Ставрин натянул вожжи и спрыгнул на землю. Размявшись, он развел руки и, запрокинув голову, начал тонко высвистывать песню жаворонка.

— Глянь, барин. А птица все ж самое что ни на есть чистое создание. С сердцем. Поет себе да поет… А у нас не попоешь. Так что ты сейчас, мил-душа, поиграй. Годы твои молодые, игручие.

— Я не ребенок.

— Да ты не серчай. Я от сердца к тебе.

Когда Иван соскочил с брички и пошел в поле, Тимофей окликнул его:

— Барин, а за что тебя, а?

— За всякое, — ответил Иван и вздохнул. — Я и сам-то не знаю за что, — Хитер. Ни за что такое не делается. Инто, значит, было за что…

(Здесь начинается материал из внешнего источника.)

Issue #285, opened 2022-10-17
Allow for additional customized Value Parsers


WahidBitar:
I came to a case to use [SmartEnum](https://github.com/ardalis/SmartEnum) in my request models. It was easy to integrate it with the Library binder for the requests that came from the body. However, when the request came from the QueryString I faced a problem.

I know that I can add TryParse to my classes, but I thought if we're able to extend the private dictionary of the parsers to enable the consumers to extend them when registering the endpoints.
e.g.

```
app.UseFastEndpoints(config =>
{
	//....
    config.Binding.CustomParsers.AddSmartEnumParsers();
	//....
}
```
where the `config.Binding.CustomParsers` is `Dictionary<Type, Func<object?, (bool isSuccess, object value)>?>`

WahidBitar:
I've added a PR for this
https://github.com/FastEndpoints/FastEndpoints/pull/286

WahidBitar:
so in case anyone asked how I've registered the SmartEnums here is an example:

```
public static class SmartEnumValueParser
{
    public static void AddSmartEnumParsers(this Dictionary<Type, Func<object?, (bool isSuccess, object value)>?> customParsers)
    {
        var smartEnumTypes = Assembly.GetExecutingAssembly()
            .GetTypes()
            .Where(type => ReflectionUtility.IsDerived(type, typeof(SmartEnum<,>)));

        foreach (var enumType in smartEnumTypes)
        {
            var baseSmartEnumType = ReflectionUtility.GetTypeFromGenericType(enumType, typeof(SmartEnum<,>));
            foreach (MethodInfo methodInfo in baseSmartEnumType.GetMethods())
            {
                if (methodInfo.Name == "FromName")
                {
                    ParameterInfo[] methodsParams = methodInfo.GetParameters();
                    if (methodsParams.Length == 2)
                    {
                        if (methodsParams[0].ParameterType == typeof(string) && methodsParams[1].ParameterType == typeof(bool))
                        {
                            customParsers.Add(enumType, o =>
                            {
                                var enumObj = methodInfo.Invoke(null, new object[] { o.ToString(), true });
                                return new(true, enumObj);
                            });
                        }
                    }
                }
            }
        }
    }
}
```

dj-nitehawk:
looks like an interesting idea. will review the PR sometime this week. thanks!

PR #288, opened 2022-10-19
added a non-generic overload for the ValueParserFor method

WahidBitar:
I noticed that it's easier to add this non-generic overload for the method to do some scenarios to register generic types
like the following example about registering all SmartEnums in the project:

```
app.UseFastEndpoints(config =>
{
	....
    config.Binding.AddSmartEnumParsers();
	...
});
```

```
public static class SmartEnumValueParser
{
    public static void AddSmartEnumParsers(this BindingOptions options)
    {
        var smartEnumTypes = Assembly.GetExecutingAssembly()
            .GetTypes()
            .Where(type => ReflectionUtility.IsDerived(type, typeof(SmartEnum<,>)));

        foreach (var enumType in smartEnumTypes)
        {
            var baseSmartEnumType = ReflectionUtility.GetTypeFromGenericType(enumType, typeof(SmartEnum<,>));
            foreach (MethodInfo methodInfo in baseSmartEnumType.GetMethods())
            {
                if (methodInfo.Name == "FromName")
                {
                    ParameterInfo[] methodsParams = methodInfo.GetParameters();
                    if (methodsParams.Length == 2)
                    {
                        if (methodsParams[0].ParameterType == typeof(string) && methodsParams[1].ParameterType == typeof(bool))
                        {
                            options.ValueParserFor<>()
                            customParsers.Add(enumType, o =>
                            {
                                var enumObj = methodInfo.Invoke(null, new object[] { o.ToString(), true });
                                return new(true, enumObj);
                            });
                        }
                    }
                }
            }
        }
    }
}
```


WahidBitar:
It's related to the following enhancement:
https://github.com/FastEndpoints/FastEndpoints/issues/285

dj-nitehawk:
thank you!

PR #293, opened 2022-10-23
Support For Command Bus Pattern

WahidBitar:
Related to this [discord thread](https://discord.com/channels/933662816458645504/1033637031911379014)
I've added support for the Request/Response pattern.
e.g.

simple class to represent the Request:
```
public class SomeRequest : IRequest<string>
{
    public string SomeDto { get; set; }
}
```
The handler that should handle the request:
```
public class SomeRequestHandler : SomeRequestHandler<SomeRequest, string>
{
    public override Task<string> HandleAsync(SomeRequest requestModel, CancellationToken ct)
    {
        return Task.FromResult("It's OK");
    }
}
```

simply you can create the request and send it to get the response:
`var result = new SomeRequest(){SomeDto = "normal DTO"}.SendAsync();`

### DIFF
--- a/Src/Library/Extensions/EndpointData.cs
+++ b/Src/Library/Extensions/EndpointData.cs
@@ -85,6 +85,7 @@ internal sealed class EndpointData
                      t.GetInterfaces().Intersect(new[] {
                          Types.IEndpoint,
                          Types.IEventHandler,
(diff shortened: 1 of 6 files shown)


WahidBitar:
I'll improve it a bit more

PR #296, opened 2022-10-24
Use the same query for benchmark

vpetrusevici:
```
|                    Method |     Mean |    Error |  StdDev | Ratio | RatioSD |    Gen0 | Allocated | Alloc Ratio |
|-------------------------- |---------:|---------:|--------:|------:|--------:|--------:|----------:|------------:|
| FastEndpointsQueryBinding | 152.2 us |  3.65 us | 1.91 us |  0.86 |    0.05 | 16.9000 |  34.07 KB |        1.10 |
| AspNetCoreMVCQueryBinding | 178.1 us | 14.78 us | 8.80 us |  1.00 |    0.00 | 15.4000 |  31.05 KB |        1.00 |
```


dj-nitehawk:
did you test the result. when i tried the phone numbers didn't bind in the last nested level.
no errors thrown, just when inspecting the result it was null.
can you double check and confirm if it binds correctly?

vpetrusevici:
was a problem in the array strings. For MVC style we should use index [0], [1], ...

PR #301, opened 2022-10-26
Add support for byte arrays in query params

vpetrusevici:
Hi! There is a problem with byte array desirialization in query params, but it should work now.
Is used for sql row version for example.


dj-nitehawk:
great! thanks...

PR #306, opened 2022-10-29
remove readonly properties from open api

ms0815user:
Request properties with private setter were also also listed in the open api. Checking whether the setter method exists and is public fixes this issue.


dj-nitehawk:
thank you!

Иван собрал большую охапку васильков и положил рядом с собою, укрыв от лучей солнца холшевиной. Ставрин сел на облучок, чмокнул губами и негромко запел:

И-эх, поедем,Едем да поедем,Песню да песню,Песню заведем…

В Орскую крепость Ставрин приехал поздним вечером. Жара спала. С запада дул соленый ветер.

Полный диск луны дрожал в небе. Около маленького свежебеленого домика Тимофей остановил лошадь. Постучал кнутовищем в окно. В доме кто-то закашлялся. Сверчок прервал свою песню, прислушиваясь. Прошлепали босые ноги, щелкнула о косяк щеколда. На пороге стояла высокая девушка в белой, до пят, рубахе. Тимофей поцеловал ее в лоб, отдал кнут и вернулся к бричке. Взяв на руки спящего Виткевича, он бережно понес его в дом.

— Царева преступника привез, — шепнул он дочери. — Замаялся мальчонка.

Всю жизнь Тимофей Ставрин мечтал о сыне. Бог послал ему пять дочерей. Он прижал к себе хрупкое тело Ивана, и сердце глухо застучало «Сы-нок, сы-нок, сы-нок».